CVE-2024-39474 is a vulnerability in the Linux kernel's memory management subsystem, specifically related to the vmalloc function and its handling of the __GFP_NOFAIL flag during memory allocation. The issue arises from a conflict between two kernel commits: one that introduced support for __GFP_NOFAIL in kvmalloc allocations, and another that added a check for fatal signals (such as those sent by the Out-Of-Memory (OOM) killer) during page allocation in vm_area_alloc_pages(). Normally, when a process is OOM-killed, the kernel sets a fatal signal pending flag, causing vmalloc to return NULL to indicate allocation failure. However, the __GFP_NOFAIL flag is intended to guarantee allocation success by retrying indefinitely. The conflict means that vmalloc may incorrectly return NULL even when __GFP_NOFAIL is set, violating the assumption that allocations with this flag never fail. This can lead to NULL pointer dereferences in kernel code that assumes successful allocation, causing kernel panics and system crashes. The vulnerability was discovered during OPLUS KASAN testing and is exemplified by a kernel panic in the erofs filesystem code path, where kvcalloc is called with GFP_KERNEL | __GFP_NOFAIL flags and the returned NULL pointer is dereferenced. The fix involves modifying vm_area_alloc_pages() to skip the fatal_signal_pending() check when __GFP_NOFAIL is set, ensuring that allocations either succeed or the system handles failure appropriately without returning NULL unexpectedly. This vulnerability affects Linux kernel versions identified by the given commit hashes and is relevant to any Linux-based system using affected kernel versions. No known exploits are currently reported in the wild, and no CVSS score has been assigned yet.

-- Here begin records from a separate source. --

PR #582, opened 2023-10-23
Add a message when a deployment is being resumed

alcuadrado:


packages/hardhat-plugin/src/ui/helpers/cwd-relative-path.ts
```diff
@@ -0,0 +1,12 @@
+import path from "path";
+import process from "process";
+
+export function pathFromCwd(thePath: string): string {
+  const cwd = process.cwd();
+
+  if (thePath.startsWith(cwd)) {
+    return `./${path.relative(process.cwd(), thePath)}`;
```
kanej, line 8: This will likely look wrong on windows: `./users\\example`.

For European organizations, this vulnerability poses a risk of system instability and denial of service due to kernel panics triggered by NULL pointer dereferences during memory allocation. Systems running affected Linux kernel versions, especially those using filesystems like erofs or relying on memory allocations with __GFP_NOFAIL, may experience unexpected crashes. This can disrupt critical services, particularly in environments with high memory pressure or constrained resources where the OOM killer is active. The impact is more pronounced for servers, cloud infrastructure, and embedded devices running Linux kernels with the vulnerable code. Confidentiality and integrity impacts are minimal since the vulnerability primarily causes availability issues through system crashes. However, availability disruptions can have cascading effects on business operations, service delivery, and compliance with European data protection regulations requiring high availability and resilience. Organizations using Linux-based infrastructure in sectors such as finance, healthcare, telecommunications, and public services should be particularly vigilant. The absence of known exploits reduces immediate risk but patching is essential to prevent potential future exploitation or accidental system failures.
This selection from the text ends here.